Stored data
------

PR #3118, opened 2019-07-31
Store FoundationDB clusterfile content in Zookeeper

jeanleonov:
FDB clusterfile holds information needed to open connection to FDB database.
This branch adds functionality to easily set this information to zookeeper.

Probably this solution requires the smallest amount of code line changes and coding time.
I believe it's the only strong side of this PR.

It seems that AppController options is the only way we have for setting deployment properties. And I don't think it's perfect for cases like fdb-clusterfile-content.


jeanleonov:
http://ocd.appscale.net:8080/job/Daily%20Build/6574/

jeanleonov:
http://ocd.appscale.net:8080/job/Daily%20Build/6578/

AppDB/appscale/datastore/scripts/datastore.py
```diff
@@ -889,32 +900,49 @@ def main():
...
       datastore_batch, transaction_manager, zookeeper=zookeeper,
       log_level=logger.getEffectiveLevel(),
       taskqueue_locations=taskqueue_locations)
   else:
     from appscale.datastore.fdb.fdb_datastore import FDBDatastore
+    clusterfile_path = args.fdb_clusterfile
+    if not clusterfile_path:
+      try:
+        clusterfile_content = zk_client.get(FDB_CLUSTERFILE_NODE)[0]
+        clusterfile_path = '/tmp/appscale-datastore-fdb.cluster'
```
sjones4: /tmp may not be a good location, perhaps /run/appscale/... or /var/lib/appscale/...?

jeanleonov: Is there some guideline on how to use linux directories properly?

sjones4: In this case it seems like the file:

- is long lived
- has a well known name

which suggests `/tmp` is not the best location.

jeanleonov: (facepalm) I don't know what I thought about. Yes, I see that this case is not the one requiring a guideline to understand that it's not tmp file.
I'll change it tomorrow.

jeanleonov:
http://ocd.appscale.net:8080/job/Daily%20Build/6610/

------

### Directions for this task
Once the line with "I'll change it tomorrow." has been found in the records above, retype it and every line after it exactly, and include nothing else.

### Reply to the task
I'll change it tomorrow.

jeanleonov:
http://ocd.appscale.net:8080/job/Daily%20Build/6610/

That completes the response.